Assignment:
Among the lines of the records below, copy those that hold the word "apiSecuritySampler".

Provided records:
PR #7403, opened 2026-02-01
chore: activate unicorn/no-array-for-each eslint rule

BridgeAR:
This uses autofixes with manual improvements afterwards.

### DIFF
--- a/packages/dd-trace/src/config/index.js
+++ b/packages/dd-trace/src/config/index.js
@@ -1540,7 +1540,7 @@ function setIntegerRangeSet (obj, name, value) {
   value = value.split(',')
   const result = []
 
-  value.forEach(val => {
+  for (const val of value) {
     if (val.includes('-')) {
       const [start, end] = val.split('-').map(Number)
       for (let i = start; i <= end; i++) {
@@ -1549,7 +1549,7 @@ function setIntegerRangeSet (obj, name, value) {
     } else {
       result.push(Number(val))
     }
-  })
+  }
   obj[name] = result
 }
 
--- a/scripts/install_plugin_modules.js
+++ b/scripts/install_plugin_modules.js
@@ -21,12 +21,14 @@ const excludeList = arch() === 'arm64' ? ['aerospike', 'couchbase', 'grpc', 'ora
 const workspaces = new Set()
 const externalDeps = new Map()
 
-Object.keys(externals).forEach(external => externals[external].forEach(thing => {
-  if (thing.dep) {
-    const depsArr = externalDeps.get(external)
-    depsArr ? depsArr.push(thing) : externalDeps.set(external, [thing])
+for (const external of Object.keys(externals)) {
+  for (const thing of externals[external]) {
+    if (thing.dep) {
+      const depsArr = externalDeps.get(external)
+      depsArr ? depsArr.push(thing) : externalDeps.set(external, [thing])
+    }
   }
-}))
+}
 
 run()
 
--- a/scripts/release/helpers/terminal.js
+++ b/scripts/release/helpers/terminal.js
@@ -15,9 +15,21 @@ const PREVIOUS = '\x1B[1A'
 const RED = '\x1B[31m'
 const RESET = '\x1B[0m'
 
-const print = (...msgs) => msgs.forEach(msg => process.stdout.write(msg))
-const log = (...msgs) => msgs.forEach(msg => print(`${msg}\n`))
-const fatal = (...msgs) => fail() || log(...msgs) || process.exit(1)
+const print = (...msgs) => {
+  for (const msg of msgs) {
+    process.stdout.write(msg)
+  }
+}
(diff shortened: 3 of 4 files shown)


packages/datadog-instrumentations/src/mocha/main.js
```diff
@@ -496,6 +497,7 @@ addHook({
         status = 'skip'
       } else {
         // has to check every test in the test file
+        // eslint-disable-next-line unicorn/no-array-for-each
```
tlhunter, line 498: Why skip this one?

tlhunter (approved):

packages/datadog-instrumentations/src/mocha/main.js
BridgeAR: Mocha was weird. I believe they have own methods that are not behaving as the native one.

BridgeAR: @juan-fernandez you might know more

packages/dd-trace/src/appsec/iast/security-controls/parser.js
```diff
@@ -12,23 +12,48 @@ const SANITIZER_TYPE = 'SANITIZER'
...
+ *   file: string,
+ *   method: string,
+ *   parameters: number[] | undefined
+ * }>>}
+ */
 function parse (securityControlsConfiguration) {
   const controls = new Map()
 
-  securityControlsConfiguration?.replaceAll(/[\r\n\t\v\f]*/g, '')
+  const potentialControls = securityControlsConfiguration
```
sabrenner, line 28: looks like before the code assumed `securityControlsConfiguration` could be undefined, we should probably maintain that same behavior still wih `securityControlsConfiguration?.replaceAll(...)`

packages/dd-trace/src/appsec/iast/security-controls/parser.js
```diff
@@ -48,32 +73,39 @@ function parseControl (control) {
...
 
-  file = file?.trim()
+  file = file.trim()
 
   method = method?.trim()
 
   try {
-    parameters = getParameters(parameters)
+    const parsedParameters = getParameters(parameters)
+    return { type, secureMarks, file, method, parameters: parsedParameters }
```
sabrenner, line 90: this seems like different behavior i think - before we were always returning an object, possibly with `parameters` as `undefined`, but now we're only returning when we successfully parse `parameters`. i think maybe we should revert to the original logic for the scope of this pr - but also please lmk if i'm misreading this diff 😄

packages/dd-trace/src/appsec/iast/security-controls/parser.js
```diff
@@ -48,32 +73,39 @@ function parseControl (control) {
...
+  for (const mark of getSecureMarks(marks)) {
+    secureMarks |= mark
+  }
   if (secureMarks === CUSTOM_SECURE_MARK) {
     log.warn('[ASM] Invalid security control mark: %s', marks)
     return
   }
 
-  file = file?.trim()
+  file = file.trim()
```
sabrenner, line 84:
```suggestion
  file = file?.trim()
```

i could be missing it, but any reason this has been changed?

BridgeAR: It is guaranteed to be a string due to the way the code is written above. We check for at least three entries coming back after splitting a string. It is the third field and will therefore always be correct.

packages/dd-trace/src/appsec/iast/security-controls/parser.js
BridgeAR: That behavior did not change. Before, if `getParameters` would fail, we would end up in the catch clause and return `undefined`.

Now, we end up in the catch clause and the method ends without returning anything explicitly = `undefined`.

packages/dd-trace/src/appsec/iast/security-controls/parser.js
BridgeAR: Parse is called in a single spot in our code. That is in `index.js` from security-controls. We pass through a truthy `iastConfig.securityControlsConfiguration`. Thus, the behavior here would not have an impact.

packages/dd-trace/src/appsec/iast/security-controls/parser.js
sabrenner: ah ok i missed that in the collapsed section of the diff 👍

packages/dd-trace/src/appsec/iast/security-controls/parser.js
sabrenner: 🤦 i missed that we returned in the catch before

packages/dd-trace/src/appsec/iast/security-controls/parser.js
sabrenner: ok, thanks for the context!

PR #7404, opened 2026-02-01
perf: cache serverless environment detection at startup

watson:
### What does this PR do?

This PR optimizes serverless environment detection by changing it from a function that's called repeatedly to a constant that's evaluated once at module load time. The serverless environment status is static (it doesn't change during application runtime), so checking it repeatedly throughout execution was unnecessary overhead.

### Motivation

The tracer was performing repeated checks to determine if it's running in a serverless environment (AWS Lambda, GCP Functions, or Azure Functions) throughout execution. Since this status never changes after the application starts, we can safely check once at module load time and cache the result.

- **Improves performance** by eliminating redundant environment variable checks in hot path code across multiple modules
- **Simplifies the codebase** by exporting a pre-computed `IS_SERVERLESS` constant from the `serverless.js` module instead of an `isInServerlessEnvironment()` function
- **Reduces coupling** by removing the `config` parameter from `lazyProxy()` that was only needed for this check and removing the `Config._isInServerlessEnvironment()` method
- **Ensures consistency** by updating all serverless detection callsites across the codebase to use the constant

### DIFF
--- a/packages/dd-trace/test/appsec/index.spec.js
+++ b/packages/dd-trace/test/appsec/index.spec.js
@@ -1412,65 +1412,18 @@ describe('AppSec Index', function () {
 describe('AppSec Index (Serverless)', () => {
   let AppSec
   let log
-  let web
-  let blocking
-  let UserTracking
-  let appsecTelemetry
-  let graphql
-  let apiSecuritySampler
-  let rasp
-  let config
   let RuleManager
-  let Reporter
   let incomingHttpRequestStart
   let incomingHttpRequestEnd
+  let config
 
   beforeEach(() => {
     log = {
-      debug: sinon.stub(),
-      warn: sinon.stub(),
       error: sinon.stub(),
-    }
-
-    web = {
-      root: sinon.stub(),
-    }
-
-    blocking = {
-      setTemplates: sinon.stub(),
-    }
-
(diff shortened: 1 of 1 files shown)


watson:
* **#7404** <a href="https://app.graphite.com/github/pr/DataDog/dd-trace-js/7404?utm_source=stack-comment-icon" target="_blank">Graphite</a> 👈 <a href="https://app.graphite.com/github/pr/DataDog/dd-trace-js/7404?utm_source=stack-comment-view-in-graphite" target="_blank">(View in Graphite)</a>
* `master`


<h2></h2>

packages/dd-trace/test/appsec/index.spec.js
```diff
@@ -1424,6 +1409,121 @@ describe('AppSec Index', function () {
...
+  let UserTracking
+  let appsecTelemetry
+  let graphql
+  let apiSecuritySampler
+  let rasp
+  let config
+  let RuleManager
+  let Reporter
+  let incomingHttpRequestStart
+  let incomingHttpRequestEnd
```
BridgeAR, line 1417: Do we need to stub all of these?

watson: Fixed 👍

PR #7412, opened 2026-02-02
feat(@langchain/langgraph): initial integration support

crysmags:
This will add support for LangGraph and was made using the APM Instrumentation Toolkit.

### DIFF
--- a/integration-tests/debugger/utils.js
+++ b/integration-tests/debugger/utils.js
@@ -9,7 +9,7 @@ const { randomUUID } = require('crypto')
 const Axios = require('axios')
 
 const { assertObjectContains, assertUUID } = require('../helpers')
-const { sandboxCwd, useSandbox, FakeAgent, spawnProc } = require('../helpers')
+const { sandboxCwd, useSandbox, FakeAgent, spawnProc, stopProc } = require('../helpers')
 const { generateProbeConfig } = require('../../packages/dd-trace/test/debugger/devtools_client/utils')
 const { version } = require('../../package.json')
 
@@ -222,7 +222,7 @@ function setup ({ env, testApp, testAppSource, dependencies, silent, stdioHandle
   })
 
   afterEach(async function () {
-    t.proc?.kill()
+    await stopProc(t.proc)
     await t.agent?.stop()
   })
 
--- a/integration-tests/helpers/index.js
+++ b/integration-tests/helpers/index.js
@@ -28,6 +28,7 @@ let shouldKill
 const ANY_STRING = Symbol('test.ANY_STRING')
 const ANY_NUMBER = Symbol('test.ANY_NUMBER')
 const ANY_VALUE = Symbol('test.ANY_VALUE')
+const defaultStopProcTimeoutMs = 2_000
 
 /**
  * @param {string} filename
@@ -65,7 +66,7 @@ async function runAndCheckOutput (filename, cwd, expectedOut, expectedSource) {
 
   if (expectedSource) {
     assert.match(out, new RegExp(`instrumentation source: ${expectedSource}`),
-    `Expected the process to output "${expectedSource}", but logs only contain: "${out}"`)
+      `Expected the process to output "${expectedSource}", but logs only contain: "${out}"`)
   }
   return pid
 }
@@ -258,6 +259,60 @@ function spawnProcAndExpectExit (filename, options = {}, stdioHandler, stderrHan
         }
         resolve()
       })
+  })
+}
+
+/**
+ * Stop a process and wait for it to fully exit.
+ *
+ * Sends `SIGTERM` first, waits up to `timeoutMs`, and escalates to `SIGKILL` if needed.
+ *
+ * @param {childProcess.ChildProcess|undefined} proc - Process to stop.
+ * @param {object} [options] - Stop options.
+ * @param {number} [options.timeoutMs=defaultStopProcTimeoutMs] - Max wait per signal in milliseconds.
+ * @returns {Promise<void>}
+ */
+async function stopProc (proc, { timeoutMs = defaultStopProcTimeoutMs } = {}) {
+  if (!proc) return
+  if (proc.exitCode !== null || proc.signalCode !== null) return
+
+  proc.kill()
+
+  const exitedAfterSigterm = await waitForProcExit(proc, timeoutMs)
+  if (exitedAfterSigterm) return
+
+  proc.kill('SIGKILL')
+  const exitedAfterSigkill = await waitForProcExit(proc, timeoutMs)
+
+  if (!exitedAfterSigkill) {
+    throw new Error(`Process ${proc.pid} did not exit after SIGKILL`)
+  }
+}
+
+/**
+ * Wait for a process to exit for up to `timeoutMs`.
+ *
+ * @param {childProcess.ChildProcess} proc - Process to wait for.
+ * @param {number} timeoutMs - Max time to wait in milliseconds.
+ * @returns {Promise<boolean>} `true` if the process exited before timeout.
+ */
+function waitForProcExit (proc, timeoutMs) {
+  if (proc.exitCode !== null || proc.signalCode !== null) {
+    return Promise.resolve(true)
+  }
+
+  return new Promise((resolve) => {
+    const timeout = setTimeout(() => {
+      proc.removeListener('exit', onExit)
+      resolve(false)
+    }, timeoutMs)
+
+    proc.once('exit', onExit)
+
+    function onExit () {
+      clearTimeout(timeout)
+      resolve(true)
+    }
   })
 }
 
@@ -954,6 +1009,7 @@ module.exports = {
   hookFile,
   assertObjectContains,
   assertUUID,
+  stopProc,
   spawnProc,
   spawnProcAndExpectExit,
   telemetryForwarder,


packages/datadog-plugin-langgraph/src/internal.js
```diff
@@ -0,0 +1,99 @@
...
+    const span = ctx.currentStore?.span
+    if (!span) {
+      return
+    }
+
+    const asyncIterable = ctx.result
+
+    const originalAsyncIterator = asyncIterable[Symbol.asyncIterator].bind(asyncIterable)
+
+    asyncIterable[Symbol.asyncIterator] = function () {
```
sabrenner: i think we should try and do this in the `langgraph.js` instrumentation file maybe, and add a custom subscriber there and use `shimmer.wrap` for robustness. then we can emit a new event with the context that this `PregelStreamPlugin` can listen for

packages/dd-trace/src/llmobs/plugins/langgraph/index.js
```diff
@@ -0,0 +1,83 @@
...
+const LLMObsPlugin = require('../base')
+const { spanHasError } = require('../../util')
+
+class BaseLangGraphLLMObsPlugin extends LLMObsPlugin {
+  static integration = 'langgraph'
+  static id = 'langgraph'
+
+  getLLMObsSpanRegisterOptions (ctx) {
+    const span = ctx.currentStore?.span
+    const name = span?.context()._tags?.['resource.name'] || 'langgraph.workflow'
```
sabrenner, line 14: i gotta check it out but ideally if we can use `ctx.self.name` if it exists (like `this.name`, `this` referring to the graph instance), that would be better i think

packages/dd-trace/src/llmobs/plugins/langgraph/index.js
```diff
@@ -0,0 +1,83 @@
...
+    const output = hasError
+      ? undefined
+      : (results !== undefined && results !== null ? this.formatIO(results) : undefined)
+
+    this._tagger.tagTextIO(span, input, output)
+  }
+
+  formatIO (data) {
+    // Handle null/undefined explicitly
+    if (data === null || data === undefined) return ''
```
sabrenner, line 39:
```suggestion
    if (data == null) return ''
```

packages/datadog-plugin-langgraph/src/internal.js
crysmags: We are trying to avoid this so that we can continue to use Orchestrion, right now since we only have `tracePromise` we need to handle this on the subscriber.

sabrenner: yeah, what i mean is we can do this out directly in the `langgraph.js` instead

```js
const orchestrionStreamCh = channel('tracing:orchestrion:@langchain/langgraph:Pregel_stream')

orchestrionStreamCh.subscribe({
  asyncStart (ctx) {
    // shimmer.wrap ctx.result
  }
})
```

just so any/all custom wrapping logic happens in instrumentation and not in the plugins directly. lmk if this doesn't make any sense tho as idk if we do something like this currently.

crysmags: I don't think this is a common pattern to mix publisher and subscriber logic in the instrumentation. I would think it would be cleaner to keep it on the subscriber/plugin side, but I can defer to @rochdev on this.

sabrenner: ah ok i don't have too strong a preference, just that we had done something like that previously for langchain before we had some more orchestrion capabilities ([ref](https://github.com/DataDog/dd-trace-js/blob/2244cf0e764263383b673352caf80be9df8b35c8/packages/datadog-instrumentations/src/langchain.js#L96-L109)).

i think in either case we should use `shimmer` to patch instead of modifying properties directly (even if shimmer just does this directly under the hood)

BridgeAR: I believe we have to implement iterator support in orchestrion-js and @rochdev already has an open PR for that, so I guess that is related.

BridgeAR:
I believe this PR is waiting for us to integrate iterator support in orchestrion-js. Thus, I marked the PR as draft until that is done

docs/add-redirects.sh
```diff
@@ -53,6 +53,7 @@ declare -a plugins=(
   "knex"
   "koa"
   "langchain"
+  "langgraph"
```
watson: I don't know about this file, but the note above says:

> Do not add any new entries to this list

tlhunter: This file was used to generate simple redirects from old doc pages to new pages. I added it two years ago when we upgraded the doc generator and the URLs changed. New modules don't need to be added since they never existed with the old URL. Having new entries added isn't beneficial but technically doing so is no harm.

Search engines have undoubtedly updated themselves to link to the new URLs by now so I'll make a PR to remove the file entirely.

tlhunter: #7593

.agents/skills/apm-integrations/references/orchestrion.md
sabrenner, line 1: nit: i think the formatting changes in this file are against our linter, we should probs revert it for the skill

packages/datadog-instrumentations/src/helpers/rewriter/instrumentations/langgraph.js
sabrenner, line 1: i think from our conversation the other week, we can get rid of tracing/rewriting `invoke` since it calls `stream` under the hood

packages/datadog-instrumentations/src/helpers/hooks.js
```diff
@@ -4,6 +4,7 @@ module.exports = {
   '@anthropic-ai/sdk': { esmFirst: true, fn: () => require('../anthropic') },
   '@apollo/server': () => require('../apollo-server'),
   '@apollo/gateway': () => require('../apollo'),
+  '@langchain/langgraph': { esmFirst: true, fn: () => require('../langgraph') },
```
sabrenner, line 7: question: i think since we're using orchestrion we don't need this `esmFirst` bit, let's see if removing it still passes with everything. i could definitely be wrong though

packages/datadog-plugin-langgraph/src/index.js
```diff
@@ -0,0 +1,24 @@
...
+
+// CRITICAL: LLMObs plugins MUST come first
+for (const Plugin of langgraphLLMObsPlugins) {
+  plugins[Plugin.id] = Plugin
+}
+
+// Tracing plugins second
+for (const [id, Plugin] of Object.entries(internalPlugin)) {
+  plugins[id] = Plugin
+}
```
sabrenner, line 17: looks like one is exported as an object and the other as an array. could we do one or the other?

packages/datadog-plugin-langgraph/src/internal.js
sabrenner, line 1: we don't use this plugin so i think we can yeet it

packages/datadog-plugin-langgraph/src/stream.js
```diff
@@ -0,0 +1,46 @@
...
+  bindStart (ctx) {
+    this.startSpan('LangGraph', {
+      service: this.config.service,
+      kind: 'internal',
+      component: 'langgraph',
+    }, ctx)
+    return ctx.currentStore
+  }
+}
+class NextStreamPlugin extends PregelStreamPlugin {
```
sabrenner, line 17: does this need to extend `PregelStreamPlugin`? i don't think there's any shared behavior between them

packages/datadog-plugin-langgraph/src/stream.js
```diff
@@ -0,0 +1,46 @@
...
+
+  asyncEnd (ctx) {
+    const span = ctx.currentStore?.span
+    if (!span) return
+    if (ctx.result.done === true) {
+      span.finish()
+    }
+  }
+
+  error (ctx) {
```
sabrenner, line 33: does the built-in error listener from the base `Plugin` class not handle errors correctly? i think in that case we could remove this function and modify the one above to check `ctx.result.done === true || spanHasError`

packages/datadog-plugin-langgraph/test/index.spec.js
```diff
@@ -0,0 +1,116 @@
...
+
+  describe('Pregel.invoke() - invoke', () => {
+    it('should generate span with correct tags (happy path)', async () => {
+      const traceAssertion = agent.assertSomeTraces((traces) => {
+        const allSpans = traces.flat()
+        const invokeSpan = allSpans.find(span => span.name === 'LangGraph')
+
+        if (!invokeSpan) {
+          throw new Error('LangGraph span not found')
+        }
```
sabrenner, line 38:
```suggestion
        assert.ok(invokeSpan)
```

i think this would fit better for a test file. looks like we can replace a few instances of this kind of thing in the file

packages/dd-trace/src/config/supported-configurations.json
```diff
@@ -2978,6 +2978,13 @@
         "default": "true"
       }
     ],
+    "DD_TRACE_LANGGRAPH_ENABLED": [
+      {
+        "implementation": "C",
```
sabrenner, line 2983: i honestly don't know much about supported config expectations, but it looks like everything else in this file is implementation "A" for initial configurations

packages/dd-trace/src/llmobs/plugins/langgraph/index.js
sabrenner: i think we should still be able to try this!

packages/dd-trace/src/llmobs/plugins/langgraph/index.js
```diff
@@ -0,0 +1,170 @@
...
+  start () {
+    // Don't register a new span - the span was already registered by PregelStreamLLMObsPlugin
+    // We just need to tag it when iteration completes
+  }
+
+  end () {
+    // Don't restore context - that will be handled by PregelStreamLLMObsPlugin
+  }
+
+  asyncStart (ctx) {
```
sabrenner, line 97: i think we should have either `asyncStart` or `asyncEnd` but probably not both

packages/dd-trace/test/llmobs/plugins/langgraph/index.spec.js
```diff
@@ -0,0 +1,524 @@
...
+            }
+          }
+
+          // Build and execute graph
+          const workflow = new StateGraph(StateAnnotation)
+            .addNode('chat', chatNode)
+            .addEdge('__start__', 'chat')
+            .addEdge('chat', '__end__')
+
+          const app = workflow.compile()
```
sabrenner, line 57:
```suggestion
          const app = workflow.compile({ name: 'foobarbaz' })
```

something like this should enable us to check if we can set the llmobs span event name from the configured name

packages/dd-trace/src/llmobs/plugins/langgraph/index.js
crysmags: what do you want to set here in case name is not set on the graph?

PR #7419, opened 2026-02-03
fix(ws): handle removing untracked event  listeners

crysmags:
When calling removeListener/off with a handler that was never added to the tracked handlers it will fall back to the original handler instead of passing undefined. This prevents errors when users remove listeners that weren't added.

### DIFF
--- a/packages/datadog-plugin-ws/test/index.spec.js
+++ b/packages/datadog-plugin-ws/test/index.spec.js
@@ -95,6 +95,26 @@ describe('Plugin', () => {
           })
         })
 
+        it('should handle removing a listener that was never added', (done) => {
+          wsServer.on('connection', (ws) => {
+            connectionReceived = true
+            ws.send('test message')
+          })
+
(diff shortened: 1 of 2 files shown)


packages/datadog-plugin-ws/test/index.spec.js
```diff
@@ -95,6 +95,26 @@ describe('Plugin', () => {
...
+          const neverAddedHandler = () => {
+            throw new Error('this should never be called')
+          }
+
+          client.on('message', (msg) => {
+            assert.strictEqual(msg.toString(), 'test message')
+            done()
+          })
+
+          assert.doesNotThrow(() => {
```
BridgeAR: Please never use `doesNotThrow`.

I cite the Node.js documentation:

> Using assert.doesNotThrow() is actually not useful because there is no benefit in catching an error and then rethrowing it. Instead, consider adding a comment next to the specific code path that should not throw and keep error messages as expressive as possible.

Written solution:
-  let apiSecuritySampler
+  let apiSecuritySampler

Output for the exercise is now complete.